Можно было не спрашивать у него, отперта ли ее дверь. В отношении этой пациентки можно было с уверенностью сказать одно: бежать отсюда она совершенно не намеревалась.
Пройдя по коридору, я постучал в ее дверь. Строго говоря, мне не подобало посещать одинокую женщину без свидетелей, однако в Бедламе обыкновенные правила хорошего тона считались избыточными. Эллен пригласила меня войти. Она сидела на соломенном тюфяке в чистом голубом платье с большим вырезом, сложив на коленях изящные руки. Узкое, орлиное лицо ее казалось спокойным, но темно-синие круглые глаза переполняли эмоции. Она вымыла свои длинные каштановые волосы, но их концы уже начинали сечься. Подобные подробности обыкновенно не замечаешь, если не испытываешь влечения к женщине. В этом и заключалась проблема.

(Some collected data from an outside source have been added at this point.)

PR #1513, opened 2026-02-18
feat: (WIP) add metadata and guppy kwarg for inline="always"

### LINKED ISSUE #1054: Inlining annotations
For example, `@guppy(inline=True)`. Or maybe `@guppy(inline="always")` vs `@guppy(inline="never")`?

Could also consider an extra decorator:

```python
@guppy
@always_inline
def foo(): ...
```

Releated: #567

Implementation:

* The most general way to do this in the Guppy compiler could be a new `annotations` field on `Definition`?
* Should lower to Hugr metatdata

acl-cqc:
* We should migrate to the new hugr typed metadata; this might be a good opportunity
* tket2 change to use the metadata not done yet and may be more controversial, so should probably be merged first

closes #1054


aborgna-q:
https://github.com/Quantinuum/tket2/pull/1535 defines a `hugr.metadata.Metadata` for inline hints. We should use that here

acl-cqc:
Believe the right way to do this is now #1976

Феттиплейс улыбнулась, блеснув крупными белыми зубами:
– Мэтью! Ты получил мою записку. Я была так больна!..
– Теперь тебе лучше? – спросил я. – Гибонс сказал, что у тебя была сильная лихорадка.
– Да. Я боялась лихорадки. – Женщина нервно улыбнулась. – Боялась.
Я сел на табурет в другой стороне комнаты.
– Мне так хочется услышать свежие новости, – проговорила моя собеседница. – Прошло больше двух недель с тех пор, когда я в последний раз видела тебя.
– Не больше двух недель, Эллен, – негромко поправил ее я.
– Что слышно о войне? Нам ничего не рассказывают, чтобы не расстроить нас. Но старине Бену Тадболлу позволили выйти, и он видел, как мимо проходил огромный отряд солдат…
– Говорят, что французы посылают флот, чтобы вторгнуться к нам. И что герцог Сомерсет повел войско к шотландской границе. Но все это только слухи. Никто не может сказать ничего определенного. Барак считает, что слухи распускают придворные короля.
– Но это отнюдь не значит, что они могут оказаться ошибочными.